Issue #293, opened 2017-02-13
Wrong BlacklistTask output


sc0rp10:
| Q               | A
| --------------- | ---
| Branch          | master
| Bug?            | yes

Hi!
I have legacy project with some codegenerating classes with ugly code inside.
And I have blacklisted keyword 'private $' for prevent creating private field (in favor of protected).
When I make some changes in classes with codegenerating, i'm got ugly formatted error about my blacklisted word:
```
t.php
  1:14:  null;
```
which is less informative: it contains wrong line/symbol number and cutted and unreadable description.

**My configuration**
```yaml
# grumphp.yml
parameters:
    tasks:
      git_blacklist:
        keywords:
          - "private \\$"
        triggered_by: [php]
```

`cat t.php`
```php
<?php

class F
{
    protected function foo()
    {
        $code = <<<PHP
    private $' . $this->callSomeVeryVeryVeryLongMethodName() . ' = null;
PHP;
    }
}

```
# Result
```
# Run GrumpHP:
$ git ci -m "init"
GrumPHP detected a pre-commit command.
GrumPHP is sniffing your code!
Running task 1/1: Blacklist
# skip ascii
You have blacklisted keywords in your commit:
t.php
  1:14:  null; # <- wut?
To skip commit checks, add -n or --no-verify flag to commit command
```

veewee:
I would suggest using a custom visitor in combination with the phpparser task for this kind of checks.
The blacklist is made for easy matches. If you want to check more advanced patterns, the phpparser is the way to go.

Nevertheless, we should fix the output of the blacklist task.

veewee:
Fixed in #375

PR #375, opened 2017-06-30
Blacklisted keywords on lines bigger then 80 chars will now display their error message correctly.

bvanderstee:
| Q             | A
| ------------- | ---
| Bug fix?      | yes
| New feature?  | no
| BC breaks?    | no
| Deprecations? | no
| Documented?   | no
| Fixed tickets | #293 

For blacklisted keywords on lines longer then 80 characters the output
was not well formatted. The wrong starting position was used
within the mb_substr method, a negative one which resulted that the substr started
at the end of the error message. This has been
resolved by making sure the starting position will not be negative.

The outcome is now the following:
```
You have blacklisted keywords in your commit:
t.php
1:20: 8:    private $' . $this->callSo
```
The last number is the actual line number where the keyword is in.

### DIFF
--- a/src/Formatter/GitBlacklistFormatter.php
+++ b/src/Formatter/GitBlacklistFormatter.php
@@ -93,6 +93,10 @@ class GitBlacklistFormatter implements ProcessFormatterInterface
             } while ($pos2 < $pos);
 
             $pos -= static::SPACE_BEFORE;
+            //$pos can't be lower then 0 else we start at the end of the string instead of the beginning
+            if ($pos < 0) {
+                $pos = 0;
+            }
             $pos2 += static::SPACE_AFTER;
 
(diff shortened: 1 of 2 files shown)


src/Formatter/GitBlacklistFormatter.php
```diff
@@ -93,6 +93,10 @@ private function trimOutputLine($line, $lineNumber)
             } while ($pos2 < $pos);
 
             $pos -= static::SPACE_BEFORE;
+            //$pos can't be lower then 0 else we start at the end of the string instead of the beginning
+            if ($pos < 0) {
```
veewee: Can you add a testcase for this fix?

bvanderstee: Yes I can.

-----

PROBLEM STATEMENT
Copy out all of the listing, exactly as it reads.

SOLUTION TO THIS PROBLEM
Issue #293, opened 2017-02-13
Wrong BlacklistTask output


sc0rp10:
| Q               | A
| --------------- | ---
| Branch          | master
| Bug?            | yes

Hi!
I have legacy project with some codegenerating classes with ugly code inside.
And I have blacklisted keyword 'private $' for prevent creating private field (in favor of protected).
When I make some changes in classes with codegenerating, i'm got ugly formatted error about my blacklisted word:
```
t.php
  1:14:  null;
```
which is less informative: it contains wrong line/symbol number and cutted and unreadable description.

**My configuration**
```yaml
# grumphp.yml
parameters:
    tasks:
      git_blacklist:
        keywords:
          - "private \\$"
        triggered_by: [php]
```

`cat t.php`
```php
<?php

class F
{
    protected function foo()
    {
        $code = <<<PHP
    private $' . $this->callSomeVeryVeryVeryLongMethodName() . ' = null;
PHP;
    }
}

```
# Result
```
# Run GrumpHP:
$ git ci -m "init"
GrumPHP detected a pre-commit command.
GrumPHP is sniffing your code!
Running task 1/1: Blacklist
# skip ascii
You have blacklisted keywords in your commit:
t.php
  1:14:  null; # <- wut?
To skip commit checks, add -n or --no-verify flag to commit command
```

veewee:
I would suggest using a custom visitor in combination with the phpparser task for this kind of checks.
The blacklist is made for easy matches. If you want to check more advanced patterns, the phpparser is the way to go.

Nevertheless, we should fix the output of the blacklist task.

veewee:
Fixed in #375

PR #375, opened 2017-06-30
Blacklisted keywords on lines bigger then 80 chars will now display their error message correctly.

bvanderstee:
| Q             | A
| ------------- | ---
| Bug fix?      | yes
| New feature?  | no
| BC breaks?    | no
| Deprecations? | no
| Documented?   | no
| Fixed tickets | #293 

For blacklisted keywords on lines longer then 80 characters the output
was not well formatted. The wrong starting position was used
within the mb_substr method, a negative one which resulted that the substr started
at the end of the error message. This has been
resolved by making sure the starting position will not be negative.

The outcome is now the following:
```
You have blacklisted keywords in your commit:
t.php
1:20: 8:    private $' . $this->callSo
```
The last number is the actual line number where the keyword is in.

### DIFF
--- a/src/Formatter/GitBlacklistFormatter.php
+++ b/src/Formatter/GitBlacklistFormatter.php
@@ -93,6 +93,10 @@ class GitBlacklistFormatter implements ProcessFormatterInterface
             } while ($pos2 < $pos);
 
             $pos -= static::SPACE_BEFORE;
+            //$pos can't be lower then 0 else we start at the end of the string instead of the beginning
+            if ($pos < 0) {
+                $pos = 0;
+            }
             $pos2 += static::SPACE_AFTER;
 
(diff shortened: 1 of 2 files shown)


src/Formatter/GitBlacklistFormatter.php
```diff
@@ -93,6 +93,10 @@ private function trimOutputLine($line, $lineNumber)
             } while ($pos2 < $pos);
 
             $pos -= static::SPACE_BEFORE;
+            //$pos can't be lower then 0 else we start at the end of the string instead of the beginning
+            if ($pos < 0) {
```
veewee: Can you add a testcase for this fix?

bvanderstee: Yes I can.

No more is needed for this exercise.